Application-level caching pattern
Here is a typical implementation. The key is that your application does not need to know about regions — it just talks to content-cache:11211, and Bahriya's project-private networking routes it to the local pool.
import pymemcache
import json
import hashlib
cache = pymemcache.Client('content-cache:11211')
def get_product_catalog(category_id):
cache_key = f"catalog:{category_id}"
cached = cache.get(cache_key)
if cached:
return json.loads(cached)
# Cache miss — query the database
catalog = db.query(
"SELECT * FROM products WHERE category_id = %s AND active = 1",
[category_id]
)
# Store in local cache for 5 minutes
cache.set(cache_key, json.dumps(catalog), expire=300)
return catalog
Every region runs this same code. The first request in each region is a cache miss, but every subsequent request for the same data is a local cache hit — no network round-trip to a distant database or origin server.
Cache warming strategies
The independent-cache-per-region model means each region starts cold after a deployment or a cache restart. For high-traffic applications, the cache warms naturally within seconds as real user requests come in. For lower-traffic regions, you can warm the cache proactively.
Warm on deploy
Add a startup script that pre-populates critical cache entries:
def warm_cache():
"""Pre-populate the most frequently accessed cache entries."""
popular_categories = db.query("SELECT id FROM categories ORDER BY views DESC LIMIT 50")
for cat in popular_categories:
get_product_catalog(cat['id']) # This populates the cache
Warm via background task
Run a periodic background job that refreshes cache entries before they expire:
def refresh_expiring_cache():
"""Refresh cache entries that are about to expire."""

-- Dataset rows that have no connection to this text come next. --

PR #1324, opened 2023-11-09
Adds a neat little helper which returns a value as a List of Strings

mko-sci:
...we have multiple parameter where multiple values can be provided by separating them either by a comma or pipe. This little helper allows to directly receive a List of Strings for a certain key.

Fixes: OX-10532

### DIFF
--- a/src/main/java/sirius/web/http/WebContext.java
+++ b/src/main/java/sirius/web/http/WebContext.java
@@ -591,6 +591,18 @@ public class WebContext implements SubContext {
         return Value.EMPTY;
     }
 
+    /**
+     * Returns a value or parameter supplied by the request as List of Strings.
+     * <p>
+     * The individual values must be separated by a comma or a pipe character.
+     *
+     * @param key the key used to look for the value
+     * @return a List of Strings representing the provided data.
+     */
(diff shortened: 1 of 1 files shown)


src/main/java/sirius/web/http/WebContext.java
```diff
@@ -591,6 +591,18 @@ public Value get(String key) {
...
+     * Returns a value or parameter supplied by the request as List of Strings.
+     * <p>
+     * The individual values must be separated by a comma or a pipe character.
+     *
+     * @param key the key used to look for the value
+     * @return a List of Strings representing the provided data.
+     */
+    public List<String> getAsStringList(String key) {
+        return Arrays.stream(get(key).asString().split("[,|]")).filter(Strings::isFilled).toList();
+    }
```
jakobvogel, line 604: Wouldn't something like that fit better into `sirius.kernel.commons.Value`? And maybe use a CSV parser if escaping is supposed to be supported.

fhaScireum: This implementation seems oddly specific. A WebContext already supports a parameter being set multiple times and all set values can be fetched via `WebContext#getParameters`.

PR #1330, opened 2023-11-27
Adds the possibility to create dependencies between two SingleSelects

bkositza:
If the selection options of a SingleSelect are dependent on the selection of another SingleSelect, this can now be specified via a dependencyField and the dependent fields can be determined via autocomplete.

image

Whenever we select a classification system, only the classes that belong to it will be specified as an option.

### DIFF
--- a/src/main/resources/default/taglib/t/singleSelect.html.pasta
+++ b/src/main/resources/default/taglib/t/singleSelect.html.pasta
@@ -12,6 +12,7 @@
 <i:arg name="optional" type="boolean" default="false"/>
 <i:arg name="allowCustomEntries" type="boolean" default="false"/>
 <i:arg name="suggestionUri" type="String" default=""/>
+<i:arg name="dependencyField" type="String" default=""/>
 
 <i:pragma name="description">
     Renders a select field for a single value using the given parameters. Note that additional flags can be set via CSS
@@ -51,6 +52,9 @@
 </div>
 <script>
     sirius.ready(function () {
+        const _dependencyField = document.getElementById('@dependencyField');
+        const _dependencyFieldSelect = document.getElementById('@dependencyField' + '-select');
+
         const autocomplete = new TokenAutocomplete(
             Object.assign({
                 selector: '#@id',
@@ -63,8 +67,16 @@
                 noMatchesText: '@i18n("template.html.selects.noMatches")',
                 noMatchesCustomEntriesDescription: '@i18n("template.html.selects.useCustomEntry")',
                 placeholderText: '@placeholder',
-                suggestionsUri: '@suggestionUri'
+                suggestionsUri: '@suggestionUri',
+                suggestionsUriBuilder: function (query) {
+                    return this.suggestionsUri + (_dependencyFieldSelect ? "/" + _dependencyFieldSelect.value : '') + '?query=' + query;
+                }
             }, <i:render name="autocompleteOptions"/>));
+        if (_dependencyField) {
+            _dependencyField.addEventListener("tokens-changed", function() {
+                autocomplete.autocomplete.loadSuggestions();
+            });
+        }
 
         <i:render name="script"/>
     });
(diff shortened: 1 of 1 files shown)


src/main/resources/default/taglib/t/singleSelect.html.pasta
```diff
@@ -12,6 +12,7 @@
 <i:arg name="optional" type="boolean" default="false"/>
 <i:arg name="allowCustomEntries" type="boolean" default="false"/>
 <i:arg name="suggestionUri" type="String" default=""/>
+<i:arg name="dependencyField" type="String" default=""/>
```
sabieber, line 15: **Optional:** `dependencyFieldId` would be more descriptive

src/main/resources/default/taglib/t/singleSelect.html.pasta
```diff
@@ -51,6 +52,9 @@
 </div>
 <script>
     sirius.ready(function () {
+        const _dependencyField = document.getElementById('@dependencyField');
+        const _dependencyFieldSelect = document.getElementById('@dependencyField' + '-select');
```
sabieber, line 56: **Required:** If the other field is also a TokenAutocomplete the [val](https://github.com/scireum/token-autocomplete/blob/master/lib/token-autocomplete.ts#L288C5-L288C5) function should be used instead of relying on the internal structure of the component. This could change in the future and break this functionality.

src/main/resources/default/taglib/t/singleSelect.html.pasta
```diff
@@ -63,8 +67,16 @@
...
-                suggestionsUri: '@suggestionUri'
+                suggestionsUri: '@suggestionUri',
+                suggestionsUriBuilder: function (query) {
+                    return this.suggestionsUri + (_dependencyFieldSelect ? "/" + _dependencyFieldSelect.value : '') + '?query=' + query;
+                }
             }, <i:render name="autocompleteOptions"/>));
+        if (_dependencyField) {
+            _dependencyField.addEventListener("tokens-changed", function() {
+                autocomplete.autocomplete.loadSuggestions();
+            });
```
sabieber, line 78: **Question:** Why is this necessary? Suggestions should be loaded when the input field gains focus and it should not have focus when another input field changes (as in the user selects one of the suggestions of another field).

src/main/resources/default/taglib/t/singleSelect.html.pasta
```diff
@@ -63,8 +67,16 @@
                 noMatchesText: '@i18n("template.html.selects.noMatches")',
                 noMatchesCustomEntriesDescription: '@i18n("template.html.selects.useCustomEntry")',
                 placeholderText: '@placeholder',
-                suggestionsUri: '@suggestionUri'
+                suggestionsUri: '@suggestionUri',
+                suggestionsUriBuilder: function (query) {
+                    return this.suggestionsUri + (_dependencyFieldSelect ? "/" + _dependencyFieldSelect.value : '') + '?query=' + query;
```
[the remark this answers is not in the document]
idlira: I vote for parameter.

mko-sci (approved):

src/main/resources/default/taglib/t/singleSelect.html.pasta
bkositza: It was just a thought that the dropdown opens as soon as a value is selected in the dependent field. A kind of hint for the user, but of course you're right, we can probably leave that out.

mkeckmkeck (approved):

idlira (changes requested):

src/main/resources/default/taglib/t/singleSelect.html.pasta
```diff
@@ -69,14 +68,13 @@
                 placeholderText: '@placeholder',
                 suggestionsUri: '@suggestionUri',
                 suggestionsUriBuilder: function (query) {
-                    return this.suggestionsUri + (_dependencyFieldSelect ? "/" + _dependencyFieldSelect.value : '') + '?query=' + query;
+                    let baseUri = this.suggestionsUri + '?query=' + query;
+                    if (_dependencyField) {
+                        return baseUri + '&dependentValue=' + _dependencyField.tokenAutocomplete.val().join();
```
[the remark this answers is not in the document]
bkositza: Good point, i encoded both now, the dependentValue and the query

idlira (approved):

sabieber (approved):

keys = get_tracked_cache_keys()
for key in keys:
ttl = cache.get(f"{key}:ttl")
if ttl and int(ttl) < 60: # Less than 60 seconds remaining
regenerate_cache_entry(key)
When this approach beats a CDN
This pattern works better than a traditional CDN when:
- Your data is dynamic — product prices, inventory levels, search results, API responses that change frequently
- Your data is computed — aggregated analytics, recommendation engine output, filtered/sorted query results
- Your invalidation is complex — when a product is updated, you need to invalidate every cache entry that references it
- You need sub-second freshness — a 5-minute CDN TTL is too stale for your use case, but 30-second Memcached TTL is fine because the cache is co-located with your application
The advantage over a CDN is control. You control the cache keys, the TTLs, the invalidation logic, and the warming strategy. You are not working around a black-box CDN configuration — you are using a standard Memcached client in your application code.
Cost comparison
A CDN charges per request and per bandwidth. For API responses and dynamic data, those costs can be unpredictable and scale linearly with traffic.

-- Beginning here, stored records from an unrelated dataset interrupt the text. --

PR #1337, opened 2023-12-05
JUNIT: Migrate iprange test to kotlin

MOOOOOSER:


mko-sci (approved):

mkeckmkeck (approved):
I would prefer migrating spock/groovy tests first. There isn't much change and improvement in the migration here.

PR #1354, opened 2024-01-08
JUnit: Migrate CSRFTokenTest to Kotlin

scireum-mbo:
Fixes: OX-10357


src/test/kotlin/sirius/web/http/CSRFTokenTest.kt
```diff
@@ -0,0 +1,181 @@
...
+import java.net.URL
+
+import java.nio.charset.StandardCharsets
+import kotlin.test.assertEquals
+
+@ExtendWith(SiriusExtension::class)
+class CSRFTokenTest {
+
+    @Test
+    fun `safePOST() works correctly if token is missing via GET`() {
```
mkeckmkeck, line 27: Maybe add more meaningful description than "works correctly" :-)
E.g.: "safePOST() fails if token is missing via GET" or "safePOST() fails on GET with missing token"

mkeckmkeck (approved):

src/test/kotlin/sirius/web/http/CSRFTokenTest.kt
```diff
@@ -27,7 +28,7 @@ class CSRFTokenTest {
 
         val result = TestRequest.GET("/test/fake-delete-data").execute()
 
-        result.getStatus() == HttpResponseStatus.INTERNAL_SERVER_ERROR
+        assertEquals(result.getStatus(), HttpResponseStatus.INTERNAL_SERVER_ERROR)
```
sabieber, line 31: **Optional:** Change the order of the parameters. The first parameter should contain the expected value and the second one the actual value.
This improves the clarity of the error message when a test fails.

sabieber (approved):

src/test/kotlin/sirius/web/http/CSRFTokenTest.kt
```diff
@@ -0,0 +1,181 @@
...
+import java.net.URL
+
+import java.nio.charset.StandardCharsets
+import kotlin.test.assertEquals
+
+@ExtendWith(SiriusExtension::class)
+class CSRFTokenTest {
+
+    @Test
+    fun `safePOST() passes test if token is missing via GET`() {
```
mkeckmkeck, line 27: This is misleading. Actually safePOST() does not pass. But every test should pass, so providing that information is not relevant. 
The whole setup in here isn't to elegant, e.g. we do blacklist tests on web api level and test description mentions internal method that isn't visible in test.
The test endpoint expecting valid csrf token should also not be called "fake-delete-data" but maybe "csrf-protected". But works for me like this. I don't won't to slow down kotlin migration to much

idlira (approved):

mkeckmkeck (approved):

PR #1373, opened 2024-01-26
Fixes the incorrect calculation of the dimensions

bkositza:
It was noticeable with particularly high images with a narrow width.

Some of the images ran across several pages of the PDF.

Some images also overlapped areas of the PDF that should not be overlapped:

Before:
image
image

After:
image
image


sabieber (approved):
After comparison image would be nice :)

idlira (approved):

fhaScireum (approved):

mkeckmkeck (approved):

With Memcached on Bahriya, you pay a per-minute rate for the memory you provision, with a 60-second minimum. A 512 MB, 2-node pool in 4 regions gives you 4 GB of total cache capacity at a predictable cost. Whether you serve 1,000 or 1,000,000 cache hits per hour, the cost is the same.
Summary
Multi-region Memcached with GeoDNS gives you CDN-level latency for dynamic data. Each region has its own cache, warmed by local traffic, accessed over project-private networking with sub-millisecond round-trips. No replication lag, no CDN invalidation headaches, no per-request costs — just fast, local caching at every edge your application runs on.